**Exercise prompt:**
State the count of lines below in which the word "could" appears, and add nothing.

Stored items
PR #316, opened 2026-07-20
fix(#220): tell the Ask VERIFIED and UNVERIFIED verdicts apart

### LINKED ISSUE #220: UI: Ask renders a VERIFIED and an UNVERIFIED answer identically
## 문제

Ask 탭의 세 라우트가 **화면에서 구분되지 않는다.**

- `verinote/web/templates/ask.html:18` 이 `<section class="ask-result ask-{{ result.route }}">` 로 훅 클래스를 뱉지만, `app.css` 에 `.ask-engine` / `.ask-fallback` **규칙이 아예 없다** (죽은 훅).
- 라우트 라벨은 양쪽 다 맨 `<h2>` (`ask.html:19`).
- 답변 블록은 `.answer-box pre` (`app.css:109-110`) — 라우트와 무관하게 같은 회색 `--panel` 배경.

즉 엔진이 증명한 답과, 엔진이 답하지 못해 LLM 이 발췌로 지어낸 답이 **같은 모양으로 나온다.** 이 저장소가 최악으로 규정한 실패("조용히 틀린 ok")가 프레젠테이션 계층에서 그대로 일어난다. PR #192 가 evidence-first 출력 계약을 문서화했지만, UI 는 그 계약의 **순서만** 지키고 **판정 구분**은 지키지 않는다.

## 함정: `route` 로는 구분할 수 없다

`VERIFIED — engine` 과 `VERIFIED — engine (negative)` 은 **둘 다 `route == "engine"`** 이다 (`pipeline/ask.py:99` vs `:116`, `:131`). `.ask-{{ route }}` 클래스로는 2종밖에 못 만든다. 분기는 `result.status`(`no_answer`) 또는 `result.label` 로 해야 한다.

## 고칠 방향

답변 위에 판정 배너를 두고, 답변 블록 테두리도 톤을 따르게 한다:

| 라벨 | 톤 | 글리프 |
|---|---|---|
| `VERIFIED — engine` | ok | ✓ |
| `VERIFIED — engine (negative)` | ok | ∅ (검증된 부재) |
| `UNVERIFIED — source exploration` | **warn** | ⚠ |

UNVERIFIED 를 danger 가 아니라 warn 으로 두는 이유: 틀렸다는 판정이 아니라 **판정의 부재**이므로 "불충분"이 정확한 어휘다. 초록·체크·VERIFIED 와 동형인 배너는 금지.

## 데이터 제약 (템플릿이 볼 수 있는 것)

`web/app.py:1038-1043` 이 넘기는 건 `{question, result, error}` 뿐이다. `result.grounding_facts` 에는 **fact id 가 없다** — 근거 사실을 provenance 로 링크하려면 `AskResult` 변경이 필요하다(이 이슈 범위 밖). fallback 라우트는 `query_dl` 이 `None` 이고 `answer`/`evidence` 가 비어 있으므로, 컬럼을 무조건 그리면 빈 칸이 된다.

## 검증

엔진이 답하는 질문과 답하지 못하는 질문을 각각 던져 두 화면이 **색·글리프·테두리에서 다르게** 보일 것. 색맹 시뮬레이션에서도 구분될 것(색 단독 의존 금지).

SeoyunL:
Closes #220

Ask rendered a VERIFIED answer, a VERIFIED negative and an UNVERIFIED fallback identically.

## The discriminator is `status`, not `route`

The issue describes "three routes", but `route` only ever takes two values. All five construction sites in `pipeline/ask.py`:

| line | route | label | status |
|---|---|---|---|
| 76 | `fallback` | UNVERIFIED — source exploration | `empty` |
| 109 | `engine` | VERIFIED — engine | `translated` |
| 125 | `engine` | VERIFIED — engine (negative) | `no_answer` |
| 139 | `engine` | VERIFIED — engine (negative) | `no_answer` |
| 269 | `fallback` | UNVERIFIED — source exploration | `fallback` |

So `route` cannot separate the two VERIFIED verdicts — they are both `engine`. The template now folds `(route, status)` into three verdict tones. All five sites are covered, and there is no silent VERIFIED fallthrough.

The old hook was `ask-{{ result.route }}`, and neither `.ask-engine` nor `.ask-fallback` had a rule anywhere in the stylesheet, which is why all three answers looked the same.

## Three channels

| verdict | glyph | border style | colour |
|---|---|---|---|
| verified | `✓` | solid | `--ok` |
| verified-negative | `∅` | double | `--ok` |
| unverified | `⚠` | dashed | `--warn` |

Colour alone would repeat #226, so the glyph and the border style carry the verdict independently — the border style is what survives greyscale and colour-vision deficiency. Glyphs use the `content: "✓" / ""` empty-alt convention from `.term-term`, because the label text already states the verdict and announcing "check mark" ahead of "VERIFIED" is noise. The `<h2>` is kept and only gains a class: it has sibling `<h2>`s in the same section, so demoting it would break the outline, and it is the only path by which the verdict reaches a screen reader.

The answer body is toned too, but it answers a narrower question — "can I trust this" (ok vs warn). Telling positive from negative is the banner's job. Splitting the two engine verdicts there would mean a `double` at 3px, which renders 1/1/1 and reads as a plain solid: an invisible distinction the tests would then lock in.

## Why nine commits

The production fix is two commits and has been unchanged since `27af8e1`. The other seven are the regression lock, which took five rounds because the same defect kept reappearing one layer deeper: **the guards asserted the traces of the prescription rather than what it renders.**

1. **`721073f`** — the fix: key off `(route, status)`.
2. **`4d7ba57`** — 3px `double` renders as `solid`, but the guard counted it as different. It was locking a distinction nobody could see.
3. **`b472f84`** — the answer body only asserted "a tone rule exists". Collapsing the three rules into one made an LLM-written fallback answer wear the engine's tone, and nothing caught it. That had been red before only by accident, and a legitimate refactor removed the accident.
4. **`27af8e1`** — the shape channel could vanish unguarded: unifying only the banner's `border-left-style` was green.
5. **`567f6d9` / `3e581ad` / `0a65fb9`** — all three channel guards compared declaration *text*. `font-style: normal` (a no-op on a `<pre>`) faked a difference; `solid`/`hidden`/`none` counted as three border styles though two paint nothing; an empty glyph passed; a zeroed skeleton width erased every border while the styles still read as distinct.
6. **`7a862a5`** — the turn. Rounds 1–5 all answered by **widening the set of values recognised as inert**, which narrowed the preimage without closing it: every property has a value that happens to match its context (`margin-left: 0` against a base `margin: .6rem 0 1rem`). That enumeration has no end. So the trust boundary **stopped judging what is inert and started reading which signals are painted** — the comparison ignores anything bolted on beside them, which makes the enumeration unnecessary rather than longer.
7. **`0b0d922`** — scoping the docstring to what the guard actually removes.

## Evidence

Mutations were run against `git archive` copies, never the working tree.

**Immunity.** With the unverified answer body made pixel-identical to the verified one, twelve arbitrary added declarations are each red: `margin-left: 0`, `letter-spacing: 0`, `font-style: normal`, `line-height: 1.5`, `padding-left: 0`, `word-spacing: 0`, `text-indent: 0`, `opacity: 1`, `transform: none`, `z-index: auto`, `tab-size: 4`, `cursor: text`.

**Not over-restrictive.** Eight legitimate non-colour implementations stay green: an underline alone, a `box-shadow` alone, italic alone, a background image alone, a different glyph with `dotted`, `rem` units, an added `font-weight`, and a differing width.

**Per-channel isolation.** Killing one channel goes red on its own: glyph → the glyph guard, border style → the shape guard, trust boundary → the boundary guard. The reverse direction is covered too — forcing the two engine verdicts apart is red.

`1240 passed`, `ruff check` clean.

## What these guards do not catch

Worth stating plainly, since the point of this PR is guards that mean what they say.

**Task result:**
2